Catch per-startup failures during ConfigNode leader warm-up by CRZbulabula · Pull Request #17898 · apache/iotdb

CRZbulabula · 2026-06-10T07:38:48Z

Background

Follow-up to #17821 ("Improve ConfigNode leader warm-up before serving"), addressing a review comment from @Caideyipi.

Problem

In ConfigRegionStateMachine.becomeLeader(), the parallel leader-service startups are joined with a barrier:

CompletableFuture.allOf(startups).join();

Each startup is wrapped by startInParallelIfEpochCurrent(), whose Javadoc claims the returned future "always completes normally so CompletableFuture#allOf acts as a clean join barrier." But the body ran startup.run() without any exception guard:

return CompletableFuture.runAsync(
    () -> {
      if (isCurrentLeaderServicesEpoch(epoch)) {
        startup.run(); // unguarded
      }
    },
    leaderServicesStartupPool);

If any of the parallel startups — CQ scheduler, pipe meta-sync/heartbeat, subscription meta-sync, metrics, cluster-id check, etc. — throws a RuntimeException, the corresponding future completes exceptionally. allOf(startups).join() then rethrows it as a CompletionException, which propagates out of becomeLeader() before ProcedureManager.startExecutor() and markLeaderServicesReadyIfEpochCurrent() run.
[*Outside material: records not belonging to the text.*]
PR #3226, opened 2025-11-17
feat(oracledb): propagate context using V$SESSION.ACTION

mhennoch:
Adds context propagation via V$SESSION.ACTION. [Spec](https://github.com/open-telemetry/semantic-conventions/blob/main/docs/db/oracledb.md#vsessionaction). It seems that requestHook doesn't have access to the connection so I couldn't use that.

### DIFF
--- a/packages/instrumentation-oracledb/src/OracleTelemetryTraceHandler.ts
+++ b/packages/instrumentation-oracledb/src/OracleTelemetryTraceHandler.ts
@@ -65,9 +65,7 @@ function getTraceHandlerBaseClass(
   }
 }
 
-export function buildTraceparent(
-  spanContext: SpanContext
-): string | undefined {
+export function buildTraceparent(spanContext: SpanContext): string | undefined {
   return `00-${spanContext.traceId}-${spanContext.spanId}-0${Number(
     spanContext.traceFlags || TraceFlags.NONE
   ).toString(16)}`;
--- a/packages/instrumentation-oracledb/test/oracle.test.ts
+++ b/packages/instrumentation-oracledb/test/oracle.test.ts
@@ -36,7 +36,7 @@ import {
 import * as assert from 'assert';
 import { OracleInstrumentation } from '../src';
 import { SpanNames } from '../src/constants';
-import { buildTraceparent} from '../src/OracleTelemetryTraceHandler';
+import { buildTraceparent } from '../src/OracleTelemetryTraceHandler';
 
 import {
   ATTR_DB_NAMESPACE,
@@ -985,7 +985,7 @@ describe('oracledb', () => {
         { outFormat: oracledb.OUT_FORMAT_OBJECT }
       );
       const row = result.rows?.[0] as Record<string, string> | undefined;
-      const actionValue = row?.ACTION;        
+      const actionValue = row?.ACTION;
       const spans = memoryExporter.getFinishedSpans();
       const executeSpan = spans[spans.length - 1];
       assert.ok(executeSpan, 'expected span to verify trace propagation');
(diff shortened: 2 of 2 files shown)


pichlermarc:
cc @sudarshan12s @sharadraju (component owners) please review 🙂

trentm:
Correct link for the "Spec", I think: https://github.com/open-telemetry/semantic-conventions/blob/main/docs/db/oracledb.md#vsessionaction
Not sure if it moved recently.

mhennoch:
@sudarshan12s @sharadraju any chance you could take a look?

packages/instrumentation-oracledb/src/OracleTelemetryTraceHandler.ts
```diff
@@ -63,6 +65,14 @@ function getTraceHandlerBaseClass(
   }
 }
 
+export function buildTraceparent(
+  spanContext: SpanContext
+): string | undefined {
+  return `00-${spanContext.traceId}-${spanContext.spanId}-0${Number(
```
sudarshan12s, line 69: traceFlags is already a number , we do not need to use Number right?

I think we can use below?
```

(spanContext.traceFlags ?? TraceFlags.NONE)
    .toString(16)
    .padStart(2, '0');
```

packages/instrumentation-oracledb/src/types.ts
```diff
@@ -91,4 +91,11 @@ export interface OracleInstrumentationConfig extends InstrumentationConfig {
    * @default false
    */
   requireParentSpan?: boolean;
+
+  /**
+   * Automatic propagation of trace context using V$SESSION.ACTION.
+   *
+   * @default false
+   */
+  traceContextPropagation?: boolean;
```
sudarshan12s: The database wire protocol latest version supports passing the traceContext from client to server. The DB server can then start a child span of the corresponding client span. 

I have plans to add it in this module after few `node-oracledb` driver changes..

The `ACTION` field could be used by application and hence the native change of wire protocol would resolve that issue (also the limit of 64 bytes with `ACTION` field)

Hence can we rename this attribute to 
`propagateTraceContextToSessionAction` , so that when a wire protocol change is added, we can use this flag, `traceContextPropagation` ?


Also can we add the same in README.md

| `propagateTraceContextToSessionAction` | `boolean` | `true` | If true, injects the W3C Trace Context into the Oracle `V$SESSION.ACTION` field. This allows the OpenTelemetry Collector to correlate application traces with database server spans. |

sudarshan12s:
> @sudarshan12s @sharadraju any chance you could take a look?

Sorry for delay in checking this.  Thanks for the changes.

packages/instrumentation-oracledb/src/OracleTelemetryTraceHandler.ts
mhennoch: I think we could but I used the same one that is used in [tedious](https://github.com/open-telemetry/opentelemetry-js-contrib/blob/main/packages/instrumentation-tedious/src/instrumentation.ts#L161) which is from [here](https://github.com/open-telemetry/opentelemetry-js/blob/a2e3f4542f9a6a61c569d4f70fa49220da18cda0/packages/opentelemetry-core/src/trace/W3CTraceContextPropagator.ts#L84-L86). Probably should extract it to somewhere and use the same one. I'd say let this be and I'll unify it in some other PR.

packages/instrumentation-oracledb/src/types.ts
mhennoch: Tedious uses [enableTraceContextPropagation](https://github.com/open-telemetry/opentelemetry-js-contrib/blob/main/packages/instrumentation-tedious/README.md#trace-context-propagation) so to be honest I am not sure why didn't use the same one here. Spec doesn't specify it so we can use whatever. Would make sense for all DBs to use the same one tho. I guess oracledb only one who will use action for this so I'll use `propagateTraceContextToSessionAction`.

mhennoch:
@pichlermarc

As a result leaderServicesReady is never set to true, and the ConfigNode keeps returning CONFIG_NODE_LEADER_WARMING_UP to clients indefinitely — the leader silently never becomes serviceable. The documented "always completes normally" invariant was simply false.

Fix

Make the invariant true by catching and logging each startup's failure inside startInParallelIfEpochCurrent() so it can never escape into the join barrier:

Each startup now runs inside a try/catch; a failure is logged at ERROR and swallowed, so a single misbehaving service can no longer abort the whole transition.
A failed service stays unstarted until the next leadership transition, but the node still finishes warming up and begins serving — and the failure is observable via the error log instead of a silent hang.
To make that log actionable, each startup is paired with a human-readable name through a small LeaderServiceStartup holder, so the log identifies exactly which service failed.
The startInParallelIfEpochCurrent() Javadoc is updated to describe the actual (now-correct) behavior.

Behavior change

	Before	After
One parallel startup throws	`becomeLeader()` aborts; node stuck at `CONFIG_NODE_LEADER_WARMING_UP` forever	Failure logged with the service name; warm-up completes; node serves
Other startups	Their outcome irrelevant — transition already aborted	Continue and complete normally

Testing

mvn spotless:apply -pl iotdb-core/confignode — clean.
mvn compile -pl iotdb-core/confignode — compiles successfully.

The change is a self-contained defensive guard around existing private startup logic; no public surface or existing tests are affected.

Within becomeLeader(), the parallel leader-service startups are joined with CompletableFuture.allOf(startups).join(). startInParallelIfEpochCurrent() ran startup.run() unguarded, so if any startup (CQ, pipe, subscription, metrics, clusterId, ...) threw a RuntimeException, its future completed exceptionally and join() rethrew it as a CompletionException out of becomeLeader(). That aborted the transition before startExecutor() and markLeaderServicesReadyIfEpochCurrent() ran, so leaderServicesReady never flipped to true and the node kept returning CONFIG_NODE_LEADER_WARMING_UP forever -- even though startInParallelIfEpochCurrent()'s Javadoc claimed the future "always completes normally". Make that claim true: each startup now catches and logs its own failure (tagged with the service name via a small LeaderServiceStartup holder) and never lets it escape. A single failing service stays unavailable until the next leadership transition, but the node still finishes warming up and begins serving, and the failure is observable through the error log.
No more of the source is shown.